Chocolates for Parkinson

Parkinson’s disease affects 6.3 million people around the world – a statistic that is expected to double by 2040. Patrick Demoucelle is one of those affected. He was diagnosed with the disease just before his 40th birthday, 14 years ago.

What can you do when the results of an MRI scan cast a dark shadow over personal and professional joys? Patrick and his wife Anne-Marie decided to embark on a new chapter of their lives. They gave up their careers to join the quest for a cure for Parkinson’s disease. It is possible. 2,000 years ago, it took a century to double the volume of knowledge in the world. Ten years ago, it took a day. Today, we can double the global volume of knowledge in just 3 minutes.

We believe in their project and have decided to work with them. We have chosen to mix business with pleasure by creating 3 delicious chocolates and donating the proceeds of their sales to promising scientific projects in need of funding.

The chocolates

We can draw various parallels between dark chocolate and the mechanisms of Parkinson’s disease: dark chocolate promotes the production of dopamine and contains polyphenols, which are natural antioxidants. Chocolate is also one of richest foods in magnesium. Finally, high cacao content provides theobromine, a substance offering potentially protective effects very close to those of caffeine in coffee.

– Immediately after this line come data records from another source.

PR #1353, opened 2017-12-01
disable party indicators when sort is applied to table issue #1280

### LINKED ISSUE #1280: Player groups in match statistics
When sorting is applied, player group bindings acting strange:

Maybe need to disable sorting like on Dotabuff?

Argn0:
fixes #1280 

https://deploy-preview-1353--opendota-stage.netlify.com/matches/3582800334

### DIFF
--- a/src/components/Table/Table.jsx
+++ b/src/components/Table/Table.jsx
@@ -132,6 +132,10 @@ class Table extends React.Component {
     if (paginated) {
       data = data.slice(currentPage * pageLength, (currentPage + 1) * pageLength);
     }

To raise awareness of the specific characteristics of Parkinson’s disease, we have added ingredients such as coffee, guarana, linseed, chia seeds and macadamia nuts to the chocolates in this campaign. Chocolate, of course, will have no effect on Parkinson’s patients, nor in preventing the onset of the disease. Our sole objective in highlighting the positive effects of cacao, coffee and other ingredients in our chocolates is to explain and promote greater understanding of Parkinson’s disease.

We have developed three special recipes for this range of chocolates:

  • “Cocoa Secret” is an 80% chocolate with cacao slivers for added authenticity.
  • “Espresso Mystery” is a 72% dark chocolate in which theobromine (naturally present in cacao) is complemented by caffeine from coffee and guaranine from guarana to create the full-bodied bitter-sweet flavour of coffee.
  • “Divine Nuts” combines a 72% dark chocolate with omega 3 found naturally in linseed, chia seeds and macadamia nuts to create a very crunchy taste alchemy.

The Demoucelle Parkinson Charity

It was in 2005, at the height of his professional career, that Patrick Demoucelle – a 40-year-old businessman – discovered that he had Parkinson’s disease. The diagnosis marked an abrupt change in his life and that of family and friends. His very successful past gave him the motivation to push ahead with the same determination. He wanted to keep hoping and believe in a solution. In 2011, together with his wife Anne-Marie, he decided to set up the Demoucelle Parkinson Charity to speed up the search for a cure.

40,000 people in Belgium have Parkinson’s disease: 1 Belgian in 283, with 10% of those affected under 50 years old. The Demoucelle Parkinson Charity aims to provide an extra boost for highly promising projects that are already close to a solution. Together with the Michael J. Fox Foundation, we have already supported 8 projects in the (pre-)clinical phase; 7 in Europe and 1 in the United States.

They collect funds, work with research teams to improve communication and leadership skills and rally support for the cause. Promoting a positive attitude towards Parkinson’s disease at all times is essential.

At the moment, all medication for Parkinson’s disease treats the symptoms, helping to mask them (temporarily). To encourage real progress, the Demoucelle Parkinson Charity specifically supports the few projects aiming to modify, slow down, stop and even reverse the disease.

The DPC is supporting a new phase of the Pet Tracer project by the Swiss biopharmaceutical company AC IMMUNE. At the moment, there is no available method to measure the level of alpha-synuclein in a living brain. Alpha-synuclein is the protein that accumulates to exert a toxic effect on the brain cells of a Parkinson’s patient. The project will allow earlier diagnosis of Parkinson’s disease and make it possible to monitor its progression over time to assess the efficacy of treatments aimed at reducing accumulations of alpha-synuclein. The results of the study will also be useful for other brain diseases and will therefore have a more general application and impact.